Raporda görüşlerine yer verilen TCMB Lideri Şahap Kavcıoğlu, Liraizasyon Stratejisi çerçevesinde 2022 başından bu yana attıkları tüm adımların, finansal piyasaların ortasında kalıcı fiyat istikrarını sağlayacak bir bakış açısıyla oluşturulduğunu belirtti. istikrar.
Türk lirasının finansal sistemdeki payının kalıcı bir şekilde artırılması ve ülkedeki tüm yatırım ve ticaret süreçlerinin Türk lirası etrafında şekillenmesi için politikaların uygulandığına işaret eden Kavcıoğlu, atılan bu adımların meyvelerini vermeye başladığını ifade etti. sonuçlar.

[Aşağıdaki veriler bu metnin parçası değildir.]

PR #222, opened 2024-10-14
Makes IonSchemaElement use borrowed Elements

### LINKED ISSUE #137: `ion_schema` should not re-export `ion_rs`

### LINKED ISSUE #214: Validate API should borrow the data it is validating
Right now,the API to validate some data takes ownership of the data. It really should be immutably borrowing the `Element` to avoid unnecessary cloning. 

This is a big usability issue, and IMO, this issue must be resolved before the 1.0.0 release.

popematt:
### Issue #, if available:

Fixes #214 
Fixes #137

### Description of changes:

Changes `IonSchemaElement` so that it holds references to `Element`s rather than owning `Element`s. Details in PR tour 🗺️  comments.

----

### DIFF
--- a/ion-schema-tests-runner/src/generator.rs
+++ b/ion-schema-tests-runner/src/generator.rs
@@ -321,18 +321,15 @@ fn generate_preamble(root_dir_path: &Path) -> TokenStream {
 
         /// Asserts that a value is or is not valid for a given ISL type.
         fn __assert_value_validity_for_type(value_ion: &str, schema_id: &str, type_id: &str, expect_valid: bool) -> Result<(), String> {
-            let schema = __new_schema_system().load_schema(schema_id).unwrap();
-            let isl_type = schema.get_type(type_id).unwrap();
-            let value: ion_rs::Element = ion_rs::Element::read_one(value_ion.as_bytes()).unwrap();
+            let schema = __new_schema_system().load_schema(schema_id).expect(&format!("Expected to load schema: {}", schema_id));
+            let isl_type = schema.get_type(type_id).expect(&format!("Expected to get type: {}", type_id));
+            let value: ion_rs::Element = ion_rs::Element::read_one(value_ion.as_bytes()).expect(&format!("Expected to be able to read value: {}", value_ion));
             let prepared_value: ion_schema::IonSchemaElement = if value.annotations().contains("document") && value.ion_type() == ion_rs::IonType::SExp {
-                let element_vec = value.as_sequence()
-                    .unwrap_or_else(|| unreachable!("We already confirmed that this is a s-expression."))
-                    .elements()
-                    .map(|it| it.to_owned())
-                    .collect::<Vec<_>>();
-                ion_schema::IonSchemaElement::Document(element_vec)
+                let values = value.as_sequence()
+                    .expect("We already confirmed that this is a s-expression.");
+                ion_schema::IonSchemaElement::from(ion_schema::AsDocumentHint::as_document(values))
             } else {
-                ion_schema::IonSchemaElement::SingleElement(value)
+                ion_schema::IonSchemaElement::from(&value)
             };
             let validation_result = isl_type.validate(prepared_value);
             if validation_result.is_ok() == expect_valid {
--- a/ion-schema/src/nfa.rs
+++ b/ion-schema/src/nfa.rs
@@ -6,7 +6,6 @@ use crate::IonSchemaElement;
 use ion_rs::Element;
 use std::collections::{HashMap, HashSet};
 use std::iter::Peekable;
-use std::slice::Iter;
 use std::sync::Arc;
 
 /// Represents an id for a state in NFA
@@ -156,8 +155,11 @@ impl NfaEvaluation {
     }
 
     /// Validates provided ordered elements against referenced [Nfa]
-    pub fn validate_ordered_elements(&mut self, elements: &[Element], type_store: &TypeStore) {
-        let mut elements_iter = elements.iter().peekable();
+    pub fn validate_ordered_elements<'a, T: Iterator<Item = &'a Element>>(
+        &mut self,
+        mut elements_iter: Peekable<T>,
+        type_store: &TypeStore,
+    ) {
         // given elements are actually events for the `Nfa` referenced in this `NfaEvaluation`.
         // iterate through all elements and update state-visit count(`NfaRun`) for all possible transitions for given element(event).
         while let Some(element) = elements_iter.next() {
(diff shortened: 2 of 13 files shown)


ion-schema/src/nfa.rs
```diff
@@ -156,8 +155,11 @@ impl NfaEvaluation {
     }
 
     /// Validates provided ordered elements against referenced [Nfa]
-    pub fn validate_ordered_elements(&mut self, elements: &[Element], type_store: &TypeStore) {
-        let mut elements_iter = elements.iter().peekable();
+    pub fn validate_ordered_elements<'a, T: Iterator<Item = &'a Element>>(
```
popematt, line 158: 🗺️ The NFA implementation now accepts any iterator over `Element`s, rather than requiring a slice of `Element`s or being tied to a particular iterator implementation.

ion-schema/src/system.rs
```diff
@@ -437,16 +438,13 @@ impl PendingTypes {
...
+static DERIVED_ISL_TYPES: [&str; 9] = [
     "type::{ name: lob, one_of: [ blob, clob ] }",
     "type::{ name: number, one_of: [ decimal, float, int ] }",
     "type::{ name: text, one_of: [ string, symbol ] }",
     "type::{ name: $lob, one_of: [ $blob, $clob ] }",
     "type::{ name: $number, one_of: [ $decimal, $float, $int ] }",
     "type::{ name: $text, one_of: [ $string, $symbol ] }",
-    // this is just a place holder for document type,
-    // IonSchemaElement::Document(_) type is used to verify the correctness on the validation side
-    "type::{ name: document }",
```
popematt, line 449: 🗺️ `document` is an "atomic" type instead of a "derived" type now that we have `IonSchemaElementType::Document`.

ion-schema-tests-runner/src/generator.rs
```diff
@@ -321,18 +321,15 @@ fn generate_preamble(root_dir_path: &Path) -> TokenStream {
 
         /// Asserts that a value is or is not valid for a given ISL type.
         fn __assert_value_validity_for_type(value_ion: &str, schema_id: &str, type_id: &str, expect_valid: bool) -> Result<(), String> {
-            let schema = __new_schema_system().load_schema(schema_id).unwrap();
-            let isl_type = schema.get_type(type_id).unwrap();
-            let value: ion_rs::Element = ion_rs::Element::read_one(value_ion.as_bytes()).unwrap();
+            let schema = __new_schema_system().load_schema(schema_id).expect(&format!("Expected to load schema: {}", schema_id));
+            let isl_type = schema.get_type(type_id).expect(&format!("Expected to get type: {}", type_id));
+            let value: ion_rs::Element = ion_rs::Element::read_one(value_ion.as_bytes()).expect(&format!("Expected to be able to read value: {}", value_ion));
```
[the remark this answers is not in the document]
zslayton: I'm not very familiar with this part of the code--it looks like this is a method that only gets run in testing, so performance may not matter. If so, you can disregard.

These `expect(&format!(...))` calls will allocate/format a `String` even if the previous method calls succeed. We should use something like `Result::unwrap_or_else(|| panic!("Expected ..."))` to sidestep the cost on the happy path.

https://doc.rust-lang.org/std/result/enum.Result.html#method.unwrap_or_else

ion-schema-tests-runner/src/generator.rs
```diff
@@ -321,18 +321,15 @@ fn generate_preamble(root_dir_path: &Path) -> TokenStream {
 
         /// Asserts that a value is or is not valid for a given ISL type.
         fn __assert_value_validity_for_type(value_ion: &str, schema_id: &str, type_id: &str, expect_valid: bool) -> Result<(), String> {
```
zslayton, line 323: Do you happen to know why we're using a `__` prefix rather than, say, making a new submodule to house these functions?

ion-schema/src/nfa.rs
```diff
@@ -156,8 +155,11 @@ impl NfaEvaluation {
...
+        &mut self,
+        mut elements_iter: Peekable<T>,
```
zslayton, line 160: TIL that `Peekable`'s impl of `peekable()` is not specialized to avoid producing a `Peekable<Peekable<T>>`.

ion-schema/src/nfa.rs
```diff
@@ -267,12 +269,12 @@ impl NfaEvaluation {
     // this method iterates through elements to satisfy minimum required occurrences for given transition
     // It will return false if an invalid Ion value is found which doesn't satisfy minimum occurrence requirement for given transition
     // Otherwise it will return true
-    fn evaluate_transition_to_self(
+    fn evaluate_transition_to_self<'a, T: Iterator<Item = &'a Element>>(
```
zslayton, line 272: Food for thought: you could create a new trait for this to avoid having to spell out the bounds each time.
```rust
// Make an empty extension trait called `ElementIter`...
trait ElementIter<'a>: Iterator<Item = &'a Element> {}
impl<'a, T> ElementIter<'a> for T where T: Iterator<Item = &'a Element> {}

// ...and then replace this:
fn evaluate_transition_to_self<'a, T: Iterator<Item = &'a Element>> (...) {...}

// ...with this:
fn evaluate_transition_to_self<'a, T: ElementIter<'a>>(...) {...}
```

zslayton (approved):

ion-schema-tests-runner/src/generator.rs
popematt: I wanted to make sure that we didn't have any name conflicts with a generated test case, so I added a `__` prefix. I could have added a new submodule, but that probably also would have needed something to reduce the likelihood of a name conflict with a generated test function.

ion-schema-tests-runner/src/generator.rs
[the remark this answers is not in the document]
popematt: It's only in testing.

ion-schema/src/nfa.rs
popematt: Yeah, I guess I could. TBH, though, I'm hoping to do a fairly complete rewrite the NFA to get better error messages like in https://github.com/amazon-ion/ion-schema-kotlin/pull/228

Kavcıoğlu, bilançolardaki liraizasyonla birlikte reel bölünen şirketlerin döviz pozisyonu istikrarında iyileşme görülürken, hanehalkının finansal varlık kompozisyonunda Türk lirasının payının önemli ölçüde arttığını belirtti. “Şirket kompozisyonu hedeflenen yönde değişti ve net ihracatçı firmalar ile KOBİ’lerin toplam krediler içindeki payı arttı. TL kredi faizlerinin para politikası faizlerine yakınsaması sağlanarak firmaların finansmana erişimi desteklenmiş, şirketlerin finansal maliyet kanalı üzerinden finansal transfer etkinliği güçlendirilmiştir.” değerlendirmesini yaptı.
“Liraizasyon Stratejisini tüm unsurlarıyla uygulamaya devam edecek”
Bankacılık bölümünün operasyonel kalitesindeki iyileşmenin tüm kredi türlerinde ve kredi risk göstergelerinde gözlemlendiğini vurgulayan Kavcıoğlu, bölümün mevduat ağırlıklı fonlama kompozisyonunun yanı sıra güçlü likidite tamponlarının olası likidite şoklarına karşı dayanıklılığını desteklediğini hatırlatarak, şunları kaydetti: bankalar sermaye yeterlilik oranlarını yasal limitlerin üzerinde tutmaktadır.
TCMB’nin fiyat istikrarının kalıcı ve sürdürülebilir bir şekilde kurumsallaşması amacıyla Liraizasyon Stratejisini tüm unsurlarıyla uygulamaya devam edeceğinin altını çizen Kavcıoğlu, “Üretim ve cari fazla kapasitedeki gelişim süreci, politika faiz oranları ile desteklenecek, kredi ve likidite politikaları hedeflenmektedir.”Cari işlemler dengesi kalıcı fiyat istikrarı ile uyumlu bir yapıya kavuşturulacaktır. Liraizasyon adımları ve çeşitlendirilmiş rezerv yönetimi, Türk lirası odaklı finansal istikrarın tesisine katkı sağlamaya devam edecektir.”